Identification of causal dependencies in multivariate time series

 

Speakers:

  • Sujoy Roy Chowdhury, Ericsson
  • Serene Banerjee, Ericsson
  • Ranjani H.G, Ericsson
  • Chaitanya Kapoor, Ericsson
     

Abstract:

Telecommunications networks operate on enormous amount of time-series data, and often exhibit anomalous trends in their behaviour. This is caused due to increased latency and reduced throughput in the network which inevitably leads to poor customer experience . One of the common problems in machine learning in the telecom domain is to predict anomalous behaviour ahead of time. Whilst this is a well-researched problem, though still open, there is far less work done in identifying causal structures from the temporal patterns of various Key Performance Indicators (KPI) in the telecom network. The ability to identify causal structures from anomalous behaviours would allow more effective intervention and generalisation of different environments and networks. The tutorial is focused on discussing existing frameworks for establishing causal discovery for time-series data sets. In this hands-on tutorial, we will be covering at least 3 state-of-the-art (SOTA) methods on causal time series analysis including Granger causality,convergent cross-mapping Peter-Clark Momentary Conditional Independence (PC-MCI) and Temporal Causal discovery framework (TCDF). The need for a causation analysis , beyond correlation will also be explained using publicly available datasets, such as, double pendulum dataset . The state-of-art methods are chosen to cover various aspects of the causal time series analysis, such as modelling the non-linearity (non-linear Granger Causality), attempting the problem from chaos and dynamic systems (CCM), information-theoretic approaches (PC-MCI, or having a data-driven approach (TCDF).
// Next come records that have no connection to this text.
PR #610, opened 2017-10-10
[ASTextKitComponents] Temporary components can be deallocated off main #trivial

nguyenhuy:
https://github.com/TextureGroup/Texture/pull/603 unnecessarily triggers assertions when temporary components that are created [here](https://github.com/TextureGroup/Texture/blob/master/Source/TextKit/ASTextKitComponents.mm#L84) and [here](https://github.com/TextureGroup/Texture/blob/master/Source/TextKit/ASTextKitComponents.mm#L104) are deallocated off the main thread. Fix (and close https://github.com/TextureGroup/Texture/issues/607) by not asserting on these objects.

PR #598, opened 2017-10-01
ASTextKitComponents needs to be deallocated on main

maicki:
Certain objects need to be deallocated on main. We have an automatic mechanism were it goes through each ivar and checks if the object needs to be deallocated on main or not. We have to add `ASTextKitComponents` to this list of classes now.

State-of-the-art survey papers show that none of the methods can be said to be ideal for all the possible time series and there are relative advantages and shortcomings for each of these methods.

Tutorial 6

TinyML Techniques for running Machine Learning models on Edge Devices

 

Speakers:

  • Arijit Mukherjee, TCS Research
  • Arijit Ukil, TCS Research
  • Swarnava Dey, TCS Research
  • Gitesh Kulkarni, TCS Research
     

Abstract:

Resource-constrained platforms such as micro-controllers are the workhorses in embedded systems, being deployed to capture data from sensors and send the collected data to cloud for processing. Recently, a great interest is seen in the research community and industry to use these devices for performing Artificial Intelligence/Machine Learning (AI/ML) inference tasks in the areas of computer vision, natural language processing, machine monitoring etc. leading to the realization of embedded intelligence at the edge. This task is challenging and needs a significant knowledge of AI/ML applications, algorithms, and computer architecture and their interactions to achieve the desired performance. In this tutorial we cover a few aspects that will help embedded systems designers and AI/ML engineers and scientists to deploy the AI/ML models on the Tiny Edge Devices at an optimum level of performance.